What is Joyso?
Joyso is a decentralized cryptocurrency exchange (DEX) that launched in 2018.
When looking at the team behind Joyso, we can only obtain info on the three top managers, the CEO, the COO and the CTO. The website does not present any info on these managers respective experience either, so there’s definitely some room for more complete info here. But these are the guys in charge:
US-investors may not trade here today. Accordingly, if you’re a US-investor and you’re in love with Joyso, you’ll have to wait. In the meantime, use our Exchange Finder to find out which exchanges that support US-investors.
On the date of last updating this review (16 November 2019), CoinGecko reported that Joyso had no trading volume at all. Naturally, this info is quite worrying.
General Information on DEXs
DEXs are becoming increasingly more popular, mostly due to the following factors:
- They do not require a third party to store your funds, instead, you are always directly in control of your coins and you transact directly with whoever wants to buy or sell your coins.
- They normally do not require you to give out personal info. This makes it possible to create an account and right away be able to start trading.
- Their servers spread out across the globe leading to a lower risk of server downtime.
- They are essentially immune to hacker attacks.
However, DEXs normally have an order book with lower liquidity than their centralized counterparts and if you lose your password, it is probably lost forever.
Joyso Trading View
Different exchanges have different trading views. And there is no “this overview is the best”-view. You should yourself determine which trading view that suits you the best. What the views normally have in common is that they all show the order book or at least part of the order book, a price chart of the chosen crypto and order history. They normally also have buy and sell-boxes. Before you choose an exchange, try to have a look at the trading view so that you can see that it feels right to you. This is the trading view at Joyso:
Joyso Trading fees
Every trade occurs between two parties: the maker, whose order exists on the order book prior to the trade, and the taker, who places the order that matches (or “takes”) the maker’s order. Makers are so named because their orders make the liquidity in a market. Takers are the ones who remove this liquidity by matching makers’ orders with their own.

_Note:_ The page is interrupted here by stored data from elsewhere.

PR #409, opened 2022-08-23
feat(image): add image:loaded event

laurenhu:

Currently, there is no way of knowing when the `` element in an `MImage` component is not only loaded but has completed it's fade-in transition.

This PR adds a `image:loaded` event that is emitted when the image src is loaded and the `@after-enter` hook on the image transition is called.

### DIFF
--- a/src/components/Image/README.md
+++ b/src/components/Image/README.md
@@ -8,7 +8,7 @@
 			class="image"
 			src="https://source.unsplash.com/random/400x600"
 			:shape="shape"
-			@image:loaded="imageLoaded"
+			@image:visible="imageVisible"
 		/>
 		<m-image
 			class="image image-tall"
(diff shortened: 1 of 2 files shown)


src/components/Image/README.md
```diff
@@ -100,4 +110,8 @@ Supports attributes from [`<img>`](https://developer.mozilla.org/en-US/docs/Web/
 ## Events
 
 Supports events from [`<img>`](https://developer.mozilla.org/en-US/docs/Web/HTML/Element/img).
+
+| Event        | Type | Description                                        |
+| ------------ | ---- | -------------------------------------------------- |
+| image:loaded | -    | Image is loaded and fade in transition is complete |
```
bashunaimiroy, line 116: maybe it would be more accurate to call it `image:ready` or `image:visible`? But it's not a blocker issue imo

pretzelhammer (approved):
+1 on Bashu's comment, i think it would be more semantic to call it `image:visible` or something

Joyso's trading fee for takers is 0.20%. Makers enjoy a discount on the trading fee and they trade with a trading fee of 0.10%. If you pay the fees using JOY-tokens, you receive a discount on the trading fees (50% discount).
These fees are below, or in line with, the industry average which has historically been 0.25% but is now creeping towards 0.10%-0.15%.
Joyso Withdrawal fees
Joyso does not support trading in BTC, so they don’t have a BTC-withdrawal fee that we can compare against other exchanges’ BTC-withdrawal fees. Their ETH-withdraw fee, however, is 0.0006 ETH. This should be compared with other exchanges’ ETH-withdrawal fees in our Exchange List, such as EtherDelta (charging 0.0007 ETH per ETH-withdrawal), Kyber Network (charging network fees, 0.004782 ETH per ETH-withdrawal) and Bilaxy (charging 0.01 ETH per ETH-withdrawal).
In comparison with the above exchanges, Joyso’s withdrawal fees are unmatched – meaning that they are very competitive. Great work, Joyso!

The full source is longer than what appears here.